Mapping Still Matters: Coarse-Graining with Machine Learning Potentials
Franz Görlich, Julija Zavadlav
TL;DR
This work investigates how coarse-graining mappings influence representations learned by equivariant machine learning potentials, using liquid hexane, capped amino acids, and a polyalanine chain. It compares classical CG potentials with ML potentials (MACE), revealing that mapping choices can induce artifacts such as bond-permutation, enantiomer symmetry, and chiral inversion pathways, which limit transferability. The study demonstrates that while ML potentials can learn the potential of mean force for many mappings, preserving topology and avoiding overlapping length scales are crucial for reliable predictions. The findings provide practical guidelines for selecting CG mappings compatible with modern architectures and highlight the need for topology-aware encoding or priors to achieve transferable, physically meaningful CG models with ML methods.
Abstract
Coarse-grained (CG) modeling enables molecular simulations to reach time and length scales inaccessible to fully atomistic methods. For classical CG models, the choice of mapping, that is, how atoms are grouped into CG sites, is a major determinant of accuracy and transferability. At the same time, the emergence of machine learning potentials (MLPs) offers new opportunities to build CG models that can in principle learn the true potential of the mean force for any mapping.
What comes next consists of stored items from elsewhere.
Issue #147, opened 2020-04-08
Align nodes vertically and horizontally


daviddq:
Currently there's an option to _arrange_  the nodes vertically and horizontally:

![Captura de pantalla 2020-04-08 a las 15 33 47](https://user-images.githubusercontent.com/6022674/78790237-845a4400-79ae-11ea-83c8-c5f0c868be45.png)

I find it unusable since both change X and Y of the nodes. Starting with this state:

![image](https://user-images.githubusercontent.com/6022674/78790366-b53a7900-79ae-11ea-8811-89b84543c56e.png)

when aligning vertically I would expect this (only X components are aligned):

![image](https://user-images.githubusercontent.com/6022674/78790453-d13e1a80-79ae-11ea-9fbc-b7331c4fc947.png)

but I get this (X components are aligned and Y have been _reduced_):

![image](https://user-images.githubusercontent.com/6022674/78790472-dc914600-79ae-11ea-8dfe-bb5cad8d0b2f.png)

Similar thing happens when aligning horizontally.

I would like:

a) That the tool works the way I expect and explained (prefered)

or

b) To have a more complete menu where I can choose between "arrange" (current behavior), "align" (my proposal), "distribute space", etc.

blurymind:
I see what you mean, it changes the spacing between them, it doesnt just align them.
A pr to amend it is welcome :) 

Btw this feature is quite a legacy thing. I kind of revived it and broke a bug that prevented it from working a while ago

I want to keep it simple if possible.

How about:
1. Single click/tap the button does the behaviour you want
2. Double click/tap the button does the old behaviour where they are arranged with equal spacing between them

daviddq:
I also prefer option 2) to having a more complex menu 👍 

What about using `ctrl+click` or `alt+click` for option 2) instead of double clicking ?

blurymind:
> I also prefer option 2) to having a more complex menu 
> 
> What about using `ctrl+click` or `alt+click` for option 2) instead of double clicking ?

I'm alright with that too :)
Only reason I suggested doubleclicking was mobile devices

FaultyFunctions:
So is this still being worked on? Those alignment buttons don't work at all for me, they just keep saying select nodes to align.

PR #225, opened 2020-12-03
Feat align double click

FaultyFunctions:
Single click will align H or V but not reduce and double click or ctrl click will align H or V AND reduce (the previous behavior) as outlined in #147.

This might be a temp fix since you guys were discussing a more complex menu but I didn't want to mess with having a drop down when you click on the alignment buttons, so this is a good middle ground that you guys had discussed.

### DIFF
--- a/src/index.html
+++ b/src/index.html
@@ -59,8 +59,8 @@
 
     <!-- align controls -->
     <div class="app-sort">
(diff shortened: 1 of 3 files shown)


FaultyFunctions:
Oh snap I accidentally added the dracula stuff to this branch. Hold up.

In this work, we systematically investigate how the choice of mapping influences the representations learned by equivariant MLPs by studying liquid hexane, amino acids, and polyalanine. We find that when the length scales of bonded and nonbonded interactions overlap, unphysical bond permutations can occur. We also demonstrate that correctly encoding species and maintaining stereochemistry are crucial, as neglecting either introduces unphysical symmetries. Our findings provide practical guidance for selecting CG mappings compatible with modern architectures and guide the development of transferable CG models.